Advent, as practiced by Christians through several centuries, looks little like it does in American culture today. The main focus of Advent, historically, is looking forward to the Advent of Jesus Christ that is still in the future. It is a time to recognize that this world is not as it should be, as well as the sure hope that someday it will be put right. It is to state the ache of living in bodies and families and countries that fall so far short of what we long for and need. It is to own up to the fact that, sometimes, as we feel those longings, God seems silent and far away. Finally, it is to surrender those longings in hope that someday we will see the face of Jesus, and all of those aches will be wiped away in an instant, for we will see God.

Advent is located before Christmas on the calendar because Christmas tells the story of Jesus’ first Advent, when He came as a baby after God’s people had heard nothing from Him for about 400 years. Generations of people had been born, lived, and died, without the promise of a Messiah being fulfilled, without any updates from God via prophets, with nothing but silence. Those 400 years of silent anticipation mirror our own gap and silence. Jesus said He would come back. That was over 2000 years ago. What the heck?

But you won’t find “What the heck,” or anything stronger than that, on so-called Advent calendars or Christmas cards in America in 2019. Advent calendars count down to presents, or maybe to family, both of which can be dicey, and neither of which have guarantees. Maybe, “what the heck?” would be more honest. It would be for me. As I’m writing this, my next-door neighbors are 3 days into life after the loss of their 28-year-old daughter. She had children who are 10, 8, and 6 years old. Her funeral is the day before Thanksgiving. What kind of Christmas are those children going to have this year? What kind of Advent calendar isn’t repulsive and insipid in the light of that kind of loss.
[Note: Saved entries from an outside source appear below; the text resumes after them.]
PR #306, opened 2016-02-02
changes for 18F project

markcreyn:
We believe that the superuser 18F task is complete.

### DIFF
--- a/tock/hours/forms.py
+++ b/tock/hours/forms.py
@@ -3,6 +3,7 @@ import bleach
 from django import forms
 from django.forms.models import BaseInlineFormSet
 from django.forms.models import inlineformset_factory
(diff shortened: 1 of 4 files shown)


adelevie:
Hi @markcreyn. Thanks for the contribution. The pull request is currently causing the [test suite to fail](https://travis-ci.org/18F/tock/builds/106570984#L276). In addition the code appears to not fully implement the requirements in [the acceptance criteria](https://micropurchase.18f.gov/auctions/10):

> A superuser, when creating or editing a reporting period in the admin panel, can select users who may enter between 0 and 60 hours for that reporting period.

I will run the code locally and confirm this last point.

Regardless, we cannot accept the requirement as-is. However, you have until 5PM EST to fix these issues.

Issue #286, opened 2016-01-08
Gemnasium is reporting 5 security vulnerabilities for Django


monfresh:
https://gemnasium.com/18F/tock

monfresh:
Solution: upgrade to the latest version of Django.

batemapf:
@monfresh latest non-development release of django is 1.8, which is what is tock is now using. thoughts on upgrading to the in-development version (1.9)?

cmc333333:
@batemapf 1.9 is good for production, but I think the more pressing problem is that you're locked at 1.8 -- you should really be using the latest point release in that line (1.8.9)

jgrevich:
Can this issue be closed with #312? It also looks like this duplicates #264

Issue #264, opened 2015-12-04
Gemnasium is reporting several security alerts for Django


monfresh:
https://gemnasium.com/18F/tock/alerts

monfresh:
They can be resolved by upgrading Django to version 1.9

PR #312, opened 2016-02-16
update django ver

batemapf:
re: #264 and #286 updating to django 1.8.9 cc @monfresh @cmc333333

tested locally, passes all tests.


monfresh:
LGTM :shipit:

What the heck?

Advent comes into that kind of sorrow and longing. Jesus comes into that kind of sorrow and longing. Just as His birth shattered the silence of God and ushered in hope the first time, His presence now, and His future coming, call us to drop our, “What the heck?” laments at His feet, to weep the tears we have locked away, and to stubbornly hope in the One who promises peace, joy, and love to people who desperately need Him.

When I taught that Bible study years ago, this tension of ache and hope brought tears and laughter to that little group of women. We found solace in the outward traditions of Advent – the wreaths, the Nativity scenes, the hymns. The tangible things helped us truly witness the joy of Christmas in our terribly imperfect world. I have seldom experienced the presence of Christ as I did in those weeks with those women.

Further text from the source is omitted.